WHAT IS NEEDED: Examine each line of the data. Copy those that contain the string "version".

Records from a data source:
....................

PR #4, opened 2025-06-30
test: add single client test

AndyDai-nv:
Add single client test to test simple downloading functionality and unblock testing until the race condition fix is merged

### DIFF
--- a/model_express_server/src/database.rs
+++ b/model_express_server/src/database.rs
@@ -299,6 +299,60 @@ impl ModelDatabase {
 
         Ok((downloading, downloaded, error))
     }
+
+    /// Atomically attempt to claim a model for downloading using compare-and-swap semantics
+    /// Returns the current status of the model:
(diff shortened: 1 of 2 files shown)


model_express_client/src/bin/test_single_client.rs
```diff
@@ -0,0 +1,140 @@
...
+    println!("Client: Model downloaded in {:?}", start.elapsed());
+
+    println!("Client completed in {:?}", start_time.elapsed());
+    println!("TEST PASSED: Model was downloaded successfully");
+
+    Ok(())
+}
+
+// Function to test provider selection
+#[allow(dead_code)]
```
nicolasnoble: Why are we having this unused function here? Shouldn't it be called alongside `run_fallback_test` from `main` or something? Or maybe we should have this from a CLI switch, to select which test to run?

AndyDai-nv: Updated. We can use separate PR for provider tests once more providers sources are supported

PR #6, opened 2025-07-03
Add Model Express Cache CLI 

KavinKrishnan:


model_express_client/src/lib.rs
```diff
@@ -46,13 +49,79 @@ impl Client {
...
+        
+        // First try to download via server
+        match self.request_model_with_provider(model_name, provider).await {
+            Ok(()) => {
+                info!("Model {} pre-loaded successfully via server", model_name);
+                Ok(())
+            }
+            Err(e) => {
+                // Fallback to direct download
+                info!("Server unavailable, pre-loading model {} directly", model_name);
```
nicolasnoble: Please log the error in `e` for debugging.

model_express_client/src/cache_config.rs
```diff
@@ -0,0 +1,486 @@
...
+        match self.total_size {
+            size if size >= GB => format!("{:.2} GB", size as f64 / GB as f64),
+            size if size >= MB => format!("{:.2} MB", size as f64 / MB as f64),
+            size if size >= KB => format!("{:.2} KB", size as f64 / KB as f64),
+            size => format!("{} bytes", size),
+        }
+    }
+
+    /// Format individual model size as human readable string
+    pub fn format_model_size(&self, model: &ModelInfo) -> String {
```
nicolasnoble: Isn't it just a copy/paste of the above?

Cargo.lock
```diff
@@ -1223,11 +1223,14 @@ dependencies = [
 name = "model_express_client"
 version = "0.1.0"
 dependencies = [
+ "anyhow",
```
nicolasnoble, line 1329: We might want to refactor a lot of the existing code if we start using `anyhow` :) I'm not against it, just that it creates a bit of a imbalance right now.

model_express_client/src/cache_config.rs
```diff
@@ -0,0 +1,486 @@
+use std::path::{Path, PathBuf};
```
nicolasnoble: Been thinking a bit, but shouldn't this be in the model_express_common crate instead? The server eventually should need it too in order to store files in a common location between the server and the client, right?

model_express_client/src/bin/cache_cli.rs
```diff
@@ -0,0 +1,332 @@
+use clap::{Parser, Subcommand};
```
nicolasnoble: Same comment as with the cache_config.rs file. Maybe the CLI tools should all reside in the common crate? Crates can be both libraries and be CLI tools.

model_express_client/src/lib.rs
```diff
@@ -46,13 +49,79 @@ impl Client {
...
+
+    /// Set cache configuration
+    pub fn set_cache_config(&mut self, cache_config: CacheConfig) {
+        self.cache_config = Some(cache_config);
+    }
+
+    /// List cached models
+    pub fn list_cached_models(&self) -> CommonResult<CacheStats> {
+        let cache_config = self.cache_config.as_ref()
+            .ok_or_else(|| model_express_common::Error::Server("Cache not configured".to_string()))?;
```
nicolasnoble: All of these probably should just be `.ok_or` instead of `.ok_or_else`, as there's quite no capture happening there.

KavinKrishnan: Looking into this, the .ok_or adds unnecessary string construction even if error is not hit, which is why .ok_or_else is being used here

model_express_client/src/cache_config.rs
KavinKrishnan: Fixed, ya it was to handle the different model object :) 

Refactored into cleaner struct with re-use

model_express_client/src/cache_config.rs
KavinKrishnan: Refactored

model_express_client/src/bin/cache_cli.rs
KavinKrishnan: Refactored

Cargo.lock
KavinKrishnan: Refactored

model_express_client/src/bin/cache_cli.rs
```diff
@@ -0,0 +1,372 @@
...
+
+    // Check for --cache-path argument
+    let cache_path = args
+        .iter()
+        .position(|arg| arg == "--cache-path")
+        .and_then(|i| args.get(i + 1))
+        .map(|s| PathBuf::from(s));
+
+    // Check for --server-endpoint argument
+    let server_endpoint = args
```
nicolasnoble: This variable is fully unused...

PR #11, opened 2025-07-15
chore: Updating dependencies + preparing further changes

nicolasnoble:
- All dependencies updated to their latest possible version
- Updating performance.rs accordingly, since black_box became deprecated in Criterion
- Adding clap, config, and serde_yaml for future work

### DIFF
--- a/model_express_server/Cargo.toml
+++ b/model_express_server/Cargo.toml
@@ -8,8 +8,8 @@ model_express_common = { path = "../model_express_common" }
 anyhow = { workspace = true }
 async-trait = { workspace = true }
 chrono = { workspace = true }
-clap = { version = "4.5", features = ["derive", "env"] }
-config = { version = "0.15", features = ["yaml", "toml", "json"] }
+clap = { workspace = true }
+config = { workspace = true }
 futures = { workspace = true }
 hf-hub = { workspace = true }
 once_cell = { workspace = true }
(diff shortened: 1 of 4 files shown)


model_express_server/Cargo.toml
```diff
@@ -8,23 +8,27 @@ model_express_common = { path = "../model_express_common" }
 anyhow = { workspace = true }
 async-trait = { workspace = true }
 chrono = { workspace = true }
+clap = { version = "4.5", features = ["derive", "env"] }
```
nikkon-dev: Why not put this in the workspace's Cargo.toml?

nicolasnoble: Right, I was doing `cargo add` through a vscode extension to avoid having to deal with this myself. What's the preferred method? Should I always edit the cargo.toml manually? What's the best practice here?

nikkon-dev: Unfortunately, the official cargo add command does not support workspaces yet [Issue](https://github.com/rust-lang/cargo/issues/10608).

The best option is to either use [cargo-autoinherit](https://mainmatter.com/blog/2024/03/18/cargo-autoinherit/) or manually add dependencies into the workspace-level Cargo.toml (the dependi vscode/cursor plugin may help here).

nicolasnoble: Right, okay, thanks! That's more clear now to me.

PR #12, opened 2025-07-15
feat: Provides a trait interface for providers.

nicolasnoble:
In order to have future providers being implemented, we provide a trait interface which will allow an easy method to implement future providers.

We also add the "delete model" feature, which will be useful when we need to purge a local cached entry.

This is built on top of #11 for incremental reviewing.

### DIFF
--- a/model_express_server/src/config.rs
+++ b/model_express_server/src/config.rs
@@ -369,11 +369,23 @@ impl ServerConfig {
         }
 
         // Add environment variables (with MODEL_EXPRESS_ prefix)
+        // Enable debug logging for environment variable parsing
+        if std::env::var("RUST_LOG")
+            .unwrap_or_default()
+            .contains("debug")
+        {
+            eprintln!("Debug: Parsing environment variables with MODEL_EXPRESS_ prefix...");
+            for (key, value) in std::env::vars() {
+                if key.starts_with("MODEL_EXPRESS_") {
+                    eprintln!("  Found env var: {key}={value}");
+                }
+            }
+        }
+
         builder = builder.add_source(
             Environment::with_prefix("MODEL_EXPRESS")
                 .try_parsing(true)
-                .separator("_")
-                .list_separator(","),
+                .separator("_"),
         );
 
         // Build the config and merge with defaults
@@ -383,7 +395,37 @@ impl ServerConfig {
                 // Clone the config before trying to deserialize since try_deserialize consumes it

....................

OUTPUT FOR THIS TASK:
 version = "0.1.0"
- All dependencies updated to their latest possible version
-clap = { version = "4.5", features = ["derive", "env"] }
-config = { version = "0.15", features = ["yaml", "toml", "json"] }
+clap = { version = "4.5", features = ["derive", "env"] }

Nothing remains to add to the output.